The Centers for Disease Control estimates that 115 Americans die each day of opioid overdoses. In 2016, there were more than 63,000 overdose deaths, 66% of which involved an opioid, the CDC reported. More than 40% of those deaths were blamed on prescription opioids.

In addition to the Ohio suits, opioid makers are negotiating separately with some states and counties, including New York, where a judge handed Purdue and other opioid makers a major thumbs-down on Monday. The companies had requested in New York state court that lawsuits in 8 counties be thrown out. The suits allege the companies violated consumer-protection laws by marketing opioids. The court declined the dismissal request.
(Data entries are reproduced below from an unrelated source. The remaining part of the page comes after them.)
PR #1921, opened 2025-11-27
feat(kad): extended Kademlia discovery

SionoiS:
I added;
- random walk proc that return signed peer records.
- periodic publishing of the node own self signed peer records.
- add/remove services
- extensible peer records

Implementation of [extended-kademlia-discovery](https://github.com/vacp2p/rfc-index/blob/master/docs/ift-ts/raw/extended-kad-disco.md) & [extensible-peer-records](https://github.com/vacp2p/rfc-index/blob/master/docs/ift-ts/raw/extensible-peer-records.md)

### DIFF
--- a/tests/libp2p/kademlia/mock_kademlia.nim
+++ b/tests/libp2p/kademlia/mock_kademlia.nim
@@ -15,7 +15,7 @@ type MockKadDHT* = ref object of KadDHT
   handleFindNodeCalls*: int
 
 method findNode*(
-    kad: MockKadDHT, target: Key
+    kad: MockKadDHT, target: Key, queue = newAsyncQueue[(PeerId, Opt[Message])]()
 ): Future[seq[PeerId]] {.async: (raises: [CancelledError]).} =
   kad.findNodeCalls.add(target)
   return kad.rtable.findClosestPeerIds(target, kad.config.replication)


libp2p/protocols/kademlia/types.nim
```diff
@@ -71,7 +72,8 @@ proc toPeer*(k: Key, switch: Switch): Result[Peer, string] =
         if switch.isConnected(peer):
           ConnectionType.connected
         else:
-          ConnectionType.notConnected,
+          ConnectionType.notConnected
+      ,
```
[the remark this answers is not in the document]
SionoiS: ah! my nph version must be out of date...

libp2p/protocols/kademlia.nim
```diff
@@ -66,6 +66,35 @@ proc maintainBuckets(kad: KadDHT) {.async: (raises: [CancelledError]).} =
...
+  let key = peerInfo.peerId.toKey()
+
+  let putRes = await kad.putValue(key, value)
+  if putRes.isErr:
+    error "Failed to put signed peer record", err = putRes.error
+
+proc maintainSelfSignedPeerRecord(kad: KadDHT) {.async: (raises: [CancelledError]).} =
+  heartbeat "refresh self signed peer record",
+    kad.config.selfSignedPeerRecordRefreshTime:
+    await kad.refreshSelfSignedPeerRecord()
```
jm-clius: Would be interesting to mimic as close as possible (at least in the first stages) the maintenance that discv5 does by default. Presumably "own" records are also refreshed periodically there? I'll take a look too to see if we can use those values by default and what other maintenance tasks (e.g. liveness pings) our discovery protocol could benefit from.

libp2p/protocols/kademlia.nim
```diff
@@ -66,6 +66,35 @@ proc maintainBuckets(kad: KadDHT) {.async: (raises: [CancelledError]).} =
   heartbeat "refresh buckets", kad.config.bucketRefreshTime:
     await kad.refreshBuckets()
 
+proc refreshSelfSignedPeerRecord(kad: KadDHT) {.async: (raises: [CancelledError]).} =
```
jm-clius: I'm wondering if we'll need a public `proc advertise(signedPeerRecord: SignedPeerRecord)*` method to allow higher layers to encode and advertise their own peer records (e.g. to encode app-level capabilities, such as waku protocol flags).

libp2p/protocols/kademlia/types.nim
```diff
@@ -250,6 +252,27 @@ method isValid*(
...
+type LogosEntryValidator* = ref object of EntryValidator
+method isValid*(
+    self: LogosEntryValidator, key: Key, record: EntryRecord
+): bool {.raises: [], gcsafe.} =
+  let sprRes = SignedPeerRecord.decode(record.value)
+
+  if sprRes.isErr:
+    return false
+
+  let spr = sprRes.get()
```
richard-ramos:
```suggestion
let spr = sprRes.valueOr:
  debug "some message here", error
  return false
```

libp2p/protocols/kademlia/types.nim
```diff
@@ -250,6 +252,27 @@ method isValid*(
...
+
+  let expectedPeerIdRes = key.toPeerId()
+
+  if expectedPeerIdRes.isErr:
+    return false
+
+  if spr.data.peerId != expectedPeerIdRes.get():
+    return false
```
richard-ramos:
```suggestion
  let expectedPeerId = key.toPeerId().valueOr:
     debug "some message here", error
     return false

  if spr.data.peerId != expectedPeerId:
    return false
```

libp2p/protocols/kademlia/find.nim
```diff
@@ -53,6 +53,41 @@ proc sendFindNode*(
 
   return reply
 
+proc findRandom*(
```
richard-ramos: This looks very interesting. You could probably generalize it with generics so callers can call find with arbitrary value types instead of only SignedPeerRecord.

The main thing that i see here: this behavior doesn’t belong inside libp2p kademlia. Assuming dht values are SignedPeerRecords is an application-level convention. Pulling it into the kad core makes the dht less generic. better to keep Kad dumb and let higher layers define whatever record type and advertising periodicity they need.

libp2p/protocols/kademlia/find.nim
```diff
@@ -53,6 +53,41 @@ proc sendFindNode*(
...
+
+  for fut in getFutures:
+    if fut.failed:
+      continue
+
+    let res = fut.read()
+    if res.isErr:
+      continue
+
+    let entry = res.get()
```
richard-ramos:
```suggestion
    let entry = fut.read().valueOr:
       debug "some message here", error
       continue
```

libp2p/protocols/kademlia/find.nim
```diff
@@ -53,6 +53,41 @@ proc sendFindNode*(
...
+
+    let decodeRes = SignedPeerRecord.decode(entry.value)
+    if decodeRes.isErr:
+      continue
+
+    records.add(decodeRes.get())
```
richard-ramos:
```suggestion
    let record = SignedPeerRecord.decode(entry.value).valueOr:
         debug "some message here", error
         continue

    records.add(record)
```

libp2p/protocols/kademlia/types.nim
```diff
@@ -250,6 +252,27 @@ method isValid*(
 ): bool {.raises: [], gcsafe.} =
   return true
 
+type LogosEntryValidator* = ref object of EntryValidator
```
richard-ramos: This too seems very app specific and should likely not be part of libp2p kad-dht

libp2p/protocols/kademlia/types.nim
```diff
@@ -278,11 +301,37 @@ method select*(
...
+
+  var maxSeqNo: uint64 = 0
+  var bestIdx: int = -1
+
+  for i, rec in records:
+    let sprRes = SignedPeerRecord.decode(rec.value)
+    if sprRes.isErr:
+      continue
+
+    let seqNo = sprRes.get().data.seqNo
```
richard-ramos:
```suggestion
    let spr = SignedPeerRecord.decode(rec.value).valueOr:
       debug "some message here", error
       continue
    let seqNo = spr.data.seqNo
```

libp2p/protocols/kademlia.nim
```diff
@@ -66,6 +66,35 @@ proc maintainBuckets(kad: KadDHT) {.async: (raises: [CancelledError]).} =
...
+  let peerInfo = kad.switch.peerInfo
+  let peerRecord = PeerRecord.init(peerInfo.peerId, peerInfo.addrs)
```
richard-ramos: Wdyt of having an additional init function for routing record that receives a PeerInfo, so you could do:
```
let peerRecord = PeerRecord.init(kad.switch.peerInfo)
```

libp2p/protocols/kademlia.nim
```diff
@@ -66,6 +66,35 @@ proc maintainBuckets(kad: KadDHT) {.async: (raises: [CancelledError]).} =
...
+  let privKey = kad.switch.privKey
+
+  let signedRecordRes = SignedPeerRecord.init(privKey, peerRecord)
+  if signedRecordRes.isErr:
+    error "Failed to sign peer record", err = $signedRecordRes.error
+    return
+
+  let signedRecord = signedRecordRes.get()
```
```suggestion
  let signerRecord = SignedPeerRecord.init(privKey, peerRecord).valueOr:
    error "Failed to sign peer record", err = error
    return
```

libp2p/protocols/kademlia.nim
```diff
@@ -66,6 +66,35 @@ proc maintainBuckets(kad: KadDHT) {.async: (raises: [CancelledError]).} =
...
+
+  let valueRes = signedRecord.encode()
+  if valueRes.isErr:
+    error "Failed to encode signed peer record", err = $valueRes.error
+    return
+
+  let value = valueRes.get()
```
```suggestion
  let value = signedRecord.encode().valueOr:
    error "Failed to encode signed peer record", err = error
    return
```

libp2p/protocols/kademlia.nim
richard-ramos: This seems to be app specific and should not be part of libp2p

libp2p/protocols/kademlia/find.nim
```diff
@@ -53,6 +53,41 @@ proc sendFindNode*(
...
+  var getFutures: seq[Future[Result[EntryRecord, string]]] = @[]
+  for pid in peerIds:
+    getFutures.add(kad.getValue(pid.toKey()))
+
+  await allFutures(getFutures)
+  var records: seq[SignedPeerRecord] = @[]
+
+  for fut in getFutures:
+    if fut.failed:
+      continue
```
richard-ramos: We should likely trace log why the future failed (might help with debugging)

libp2p/protocols/kademlia.nim
SionoiS: The problem I see is the versioning. Where does the version sits? At the app or libp2p lvl.

We could use some other key and a different version for app lvl records but can't use a single record for both.

edit: thinking about it some more, having signed peer records with keys that are not the peer id is not better than not signed at all since you can't be sure it comes from the same node...

libp2p/protocols/kademlia.nim
SionoiS: If your question is if the records are updated the answer is yes. Any KV in the DHT is refreshed when possible but it's the responsibility of the signer to `putValue` again periodically.

SionoiS:
I moved the logic out of kad dht.

I still pondering the best way to expose the functionalities and I will also add mix key to the peer records.

libp2p/routing_record.nim
```diff
@@ -25,6 +25,7 @@ type
     peerId*: PeerId
     seqNo*: uint64
     addresses*: seq[AddressInfo]
+    mixKey*: seq[byte]
```
jm-clius: Since we're doing something different here from what is specified (https://github.com/libp2p/specs/blob/377f05abe37fca3bfe392b5e07c134da94306c02/RFC/0003-routing-records.md), we have to create a separate type of routing record here with its own unique [payload type](https://github.com/libp2p/specs/blob/377f05abe37fca3bfe392b5e07c134da94306c02/RFC/0002-signed-envelopes.md#payload-type-information). We'll eventually merge this payload type to the "official" multicodec table [here](https://github.com/multiformats/multicodec).

It seems to me that what is necessary is something like an `ExtensibleRoutingRecord` that can have an arbitrary list of key-value pairs added by applications to encode more capabilities/keys (or other discoverable information) - similar to how ENRs did this.

Something like:

```protobuf
// ExtensiblePeerRecord contains the listen addresses and extensible list of services supported by a peer at a particular point in time.
message ExtensiblePeerRecord {
  // AddressInfo wraps a multiaddr. In the future, it may be extended to
  // contain additional metadata, such as "routability" (whether an address is
  // local or global, etc).
  message AddressInfo {
    bytes multiaddr = 1;
  }
  
  message ServiceInfo{
    string id = 1;
    optional bytes value = 2;
  }

  // the peer id of the subject of the record (who these addresses belong to).
  bytes peer_id = 1;

  // A monotonically increasing sequence number, used for record ordering.
  uint64 seq = 2;

  // All current listen addresses
  repeated AddressInfo addresses = 3;

  // Extensible list of advertised services
  repeated ServiceInfo services = 4;
}
```

This way applications can add their own supported services (as "service ids") and optionally add some "value" against that service entry. Mix, for example, would be `"waku.mix" : <mix-key>`, but nodes could add `"waku.store"`, `"waku.filter"`, etc. as supported services. It should then be possible to add general filtering by service ID in our library as well, which is one of the requirements.

(I think we need a basic spec for the wire protocol and API, even if it's just super raw with the protobuf and public methods. :) )

libp2p/protocols/kademlia_discovery/randomfind.nim
```diff
@@ -0,0 +1,114 @@
...
+import ./types
+
+proc findAllNode*(
+    disco: KademliaDiscovery, targetId: Key
+): Future[seq[PeerId]] {.async: (raises: [CancelledError]).} =
+  ## Return all peers on the way to a target ID.
+
+  var initialPeers = disco.rtable.findClosestPeerIds(targetId, disco.config.replication)
+  var state = LookupState.init(
+    targetId, initialPeers, disco.config.alpha, 100, disco.rtable.config.hasher
```
jm-clius: Why `100` and not `disco.config.replication`?

SionoiS: Maybe would have been more clear with `100,000,000`. I tried modifying a lot of the code but this was the simplest thing to do in the end.

libp2p/routing_record.nim
SionoiS: https://github.com/vacp2p/rfc-index/pull/220

libp2p/protocols/kademlia_discovery/randomfind.nim
```diff
@@ -0,0 +1,116 @@
...
+# This file may not be copied, modified, or distributed except according to
+# those terms.
+
+import std/[sets, tables, sequtils]
+import chronos, chronicles, results
+import ../../[peerid, switch, multihash]
+import ../kademlia/[types, routingtable, lookupstate, protobuf, find, get, protobuf]
+import ./types
+
+proc findAllNode*(
```
gmelodie: nit
```suggestion
proc findNodesBetween*(
```

libp2p/protocols/kademlia_discovery/randomfind.nim
```diff
@@ -0,0 +1,116 @@
...
+    disco: KademliaDiscovery, targetId: Key
+): Future[seq[PeerId]] {.async: (raises: [CancelledError]).} =
+  ## Return all peerIds on the way to a target ID.
+
+  var initialPeers = disco.rtable.findClosestPeerIds(targetId, disco.config.replication)
+  var state = LookupState.init(
+    targetId, initialPeers, disco.config.alpha, high(int), disco.rtable.config.hasher
```
gmelodie: The only difference between this function and `findNode` in [`find.nim`](https://github.com/vacp2p/nim-libp2p/blob/master/libp2p/protocols/kademlia/find.nim) is this line, where `kad.config.replication` was swapped for `high(int)`. Not sure why that is, but in any case it seems that `findNode` should be changed, not duplicated here.

libp2p/protocols/kademlia_discovery/randomfind.nim
```diff
@@ -0,0 +1,116 @@
...
+    debug "cannot generate random peer id", error
+    return @[]
+
+  let randomKey = randomPeerId.toKey()
+
+  let peerIds = await disco.findAllNode(randomKey)
+
+  var getFutures: seq[Future[Result[EntryRecord, string]]] = @[]
+  for pid in peerIds:
+    getFutures.add(disco.getValue(pid.toKey()))
```
gmelodie: nit: Maybe use `mapIt` instead here

libp2p/protocols/kademlia_discovery/types.nim
```diff
@@ -0,0 +1,155 @@
...
+
+proc toKey*(service: ServiceInfo): Key =
+  return MultiHash.digest("sha2-256", service.id).get().toKey()
+
+proc init*(
+    T: typedesc[LogosPeerRecord], peerInfo: PeerInfo, services: seq[ServiceInfo]
+): T =
+  LogosPeerRecord(
+    peerId: peerInfo.peerId,
+    seqNo: getTime().toUnix().uint64,
```
gmelodie: nit: Consider using a random sequence number between two values, like TCP, to avoid timing issues and conflicts

libp2p/protocols/kademlia_discovery/types.nim
```diff
@@ -0,0 +1,155 @@
...
+  let spr = SignedPeerRecord.decode(record.value).valueOr:
+    return false
+
+  let expectedPeerId = key.toPeerId().valueOr:
+    return false
+
+  if spr.data.peerId != expectedPeerId:
+    return false
+
+  return true
```
gmelodie: nit
```suggestion
  return spr.data.peerId == expectedPeerId
```

libp2p/protocols/kademlia_discovery/randomfind.nim
SionoiS: Exposing the replication factor for libp2p `find` does not make sense. The simplest thing to do was to duplicate the proc.

If you want to refactor `find` to suit my need I would appreciate, my goal was to minimize modify existing code.

libp2p/protocols/kademlia_discovery/types.nim
SionoiS: Peer records have only one authority, the signer, no conflict can occur. Using an ever increasing number (timestamp) for versioning is what the spec recommend.

libp2p/protocols/kademlia_discovery/randomfind.nim
gmelodie: I suggest adding a parameter `nodesBetween: bool = false` to `find` and have `kademlia_discovery` call find with that parameter set to true.

libp2p/protocols/kad_disco.nim
```diff
@@ -0,0 +1,98 @@
...
+  topics = "kad-disco"
+
+proc refreshSelfSignedPeerRecord(
+    disco: KademliaDiscovery
+) {.async: (raises: [CancelledError]).} =
+  await disco.switch.peerInfo.update()
+
+  let
+    peerInfo: PeerInfo = disco.switch.peerInfo
+    services: seq[ServiceInfo] = disco.services.toSeq()
```
gmelodie, line 22: Please correct me if I'm wrong, but `Service` here means the capabilities we're discovering, correct? If that's the case I think we should rename `Service` to `Cap` or `Capability`

libp2p/protocols/kad_disco.nim
```diff
@@ -0,0 +1,98 @@
...
+      addresses: peerInfo.addrs.mapIt(AddressInfo(address: it)),
+      services: services,
+    ),
+  ).valueOr:
+    error "Failed to create signed peer record", error
+    return
+
+  let encodedSR = extPeerRecord.encode().valueOr:
+    error "Failed to encode signed peer record", error
+    return
```
gmelodie, line 38: `putValue` should be in charge of doing the `encoding`

libp2p/protocols/kad_disco.nim
```diff
@@ -0,0 +1,98 @@
...
+proc maintainSelfSignedPeerRecord(
+    disco: KademliaDiscovery
+) {.async: (raises: [CancelledError]).} =
+  heartbeat "refresh self signed peer record", disco.config.bucketRefreshTime:
+    await disco.refreshSelfSignedPeerRecord()
+
+proc addService*(disco: KademliaDiscovery, service: ServiceInfo): bool =
+  ## Include this service in the set of services this node provides.
+
+  return disco.services.containsOrIncl(service)
```
gmelodie, line 55: Change `services` to a `HashSet`, maybe this will require implementing some methods for `ServiceInfo` (`==` and `hash` if I'm not mistaken), but that will make this more elegant and efficient. Then you'd just do `incl` and `excl`

libp2p/protocols/kad_disco.nim
```diff
@@ -0,0 +1,98 @@
...
+  disco.selfSignedLoop = nil
+
+  disco.maintenanceLoop.cancelSoon()
+  disco.maintenanceLoop = nil
+
+  disco.republishLoop.cancelSoon()
+  disco.republishLoop = nil
+
+  disco.expiredLoop.cancelSoon()
+  disco.expiredLoop = nil
```
gmelodie: This is pretty much duplicated from `kademlia`, needs to be removed entirely. If all you need is to run `disco.maintainSelfSignedPeerRecord()`, you can overload `start` and call its parent's `start` inside it, like:

```nim
method start*(disco: KademliaDiscovery) {.async: (raises: [CancelledError]).} =
  if disco.started:
    warn "Starting kad-disco twice"
    return

  disco.selfSignedLoop = disco.maintainSelfSignedPeerRecord()
  await procCall start(KadDHT(disco))
```

Same for `stop`

libp2p/protocols/kademlia_discovery/types.nim
```diff
@@ -0,0 +1,169 @@
...
+
+  for service in record.services:
+    var servPb = initProtoBuffer()
+    servPb.write(1, service.id)
+    if service.data.len > 0:
+      servPb.write(2, service.data)
+    pb.write(4, servPb)
+
+  pb.finish()
+  pb.buffer
```
gmelodie: This will be better suited for a file named `protobuf.nim`. Also, there should be a spec or RFC describing this new protocol. Is it written somewhere? Otherwise there's no way to tell if this is doing what's supposed to be doing.

tests/libp2p/kademlia_discovery/test_ext_peer_records.nim
```diff
@@ -0,0 +1,151 @@
...
+        @[
+          MultiAddress.init("/ip4/0.0.0.0/tcp/24").tryGet(),
+          MultiAddress.init("/ip4/0.0.0.0/tcp/25").tryGet(),
+        ]
+      services = @[ServiceInfo(id: "test_service", data: @[])]
+      routingRecord = ExtPeerRecord.init(peerId, multiAddresses, 42, services)
+
+      buffer = routingRecord.encode()
+
+      parsedRR = ExtPeerRecord.decode(buffer).tryGet()
```
gmelodie: nit: Why is this called `parsedRR` if it's a *peer* record? Should it not be `parsedPR`?

tests/libp2p/kademlia_discovery/test_ext_peer_records.nim
```diff
@@ -0,0 +1,151 @@
...
+
+    check:
+      parsedRR.peerId == peerId
+      parsedRR.seqNo == 42
+      parsedRR.addresses.len == 2
+      parsedRR.addresses[0].address == multiAddresses[0]
+      parsedRR.addresses[1].address == multiAddresses[1]
+      parsedRR.services[0].id == "test_service"
```
gmelodie: Instead of checking field by field, create a deterministic object and do `check parsedRR == expectedRR`, this is better than the current approach because in the current state if `parsedRR` has other fields that it shouldn't have or that are incorrectly set, the test will pass anyways (and it should fail)

tests/libp2p/kademlia_discovery/test_ext_peer_records.nim
```diff
@@ -0,0 +1,151 @@
...
+
+      parsedRR = SignedExtPeerRecord.decode(buffer).tryGet().data
+
+    check:
+      parsedRR.peerId == peerId
+      parsedRR.seqNo == 42
+      parsedRR.addresses.len == 2
+      parsedRR.addresses[0].address == multiAddresses[0]
+      parsedRR.addresses[1].address == multiAddresses[1]
+      parsedRR.services[0].id == "test_service"
```
gmelodie: Same as above

libp2p/protocols/kademlia_discovery/randomfind.nim
vladopajic: it never makes sense to duplicate code that has this much similarity, fixing issue or improving code in one place can leave other place vulnerable. and in code review process, reviewers can't really know that all duplicated code places, to guard and seek same changes everywhere.

that's why it is always the best approach to avoid any duplication right away.

tests/libp2p/kademlia_discovery/test_ext_peer_records.nim
```diff
@@ -0,0 +1,151 @@
+# Nim-LibP2P
```
gmelodie: For these tests, create a template like so
```nim
  template testEncodeDecode(toTest: auto) =
    check:
      toTest.encode().decode() == toTest
```

And all this template for all the types we're checking.

libp2p/protocols/kademlia_discovery/types.nim
```diff
@@ -0,0 +1,169 @@
...
+    if seqNo > maxSeqNo or bestIdx == -1:
+      maxSeqNo = seqNo
+      bestIdx = i
+
+  if bestIdx == -1:
+    return err("No valid records")
+
+  return ok(bestIdx)
+
+type KademliaDiscovery* = ref object of KadDHT
```
vladopajic: kind of the main type but burred here... would it be more elegant to list all types first, then their pros ?

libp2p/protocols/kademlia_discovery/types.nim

“It is at least arguable that the manufacturing defendants were in a position to anticipate or prevent the claimed injuries,’’ wrote the New York state court judge, Jerry Garguilo, in the ruling, which was acquired by Bloomberg. Therefore it is fair to potentially hold the companies accountable, he added.

RELATED: Beat you to it, Purdue. Other opioid makers already ditched promotions

As for Purdue, it’s trying mightily to clean up its opioid-stained reputation. The spokesman pointed out that the company ended its promotional speaker programs for two of its opioid products in 2016 and pulled the plug on a third speaker program last year. Now that there are no salespeople out pitching the drugs, “Purdue has ended its sales force engagement with prescribers for all of its medicines,” he said.

The company is trying to turn the public’s attention to its non-opioid portfolio. Last summer, Purdue and its partner, Japan’s Shionogi, launched Symproic, a once-daily pill to treat opioid-induced constipation. Its pipeline includes sleep drug lemborexant, which is partnered with Japan-based Eisai. Earlier this month, the two companies presented positive data on that drug at the annual meeting of the Associated Professional Sleep Societies.

The Purdue spokesman said that going forward, “primarily through emphasis on internal and partnered research and development programs, the company will be pursuing new medications and unmet need for patients suffering from cancer and select central nervous system disorders.”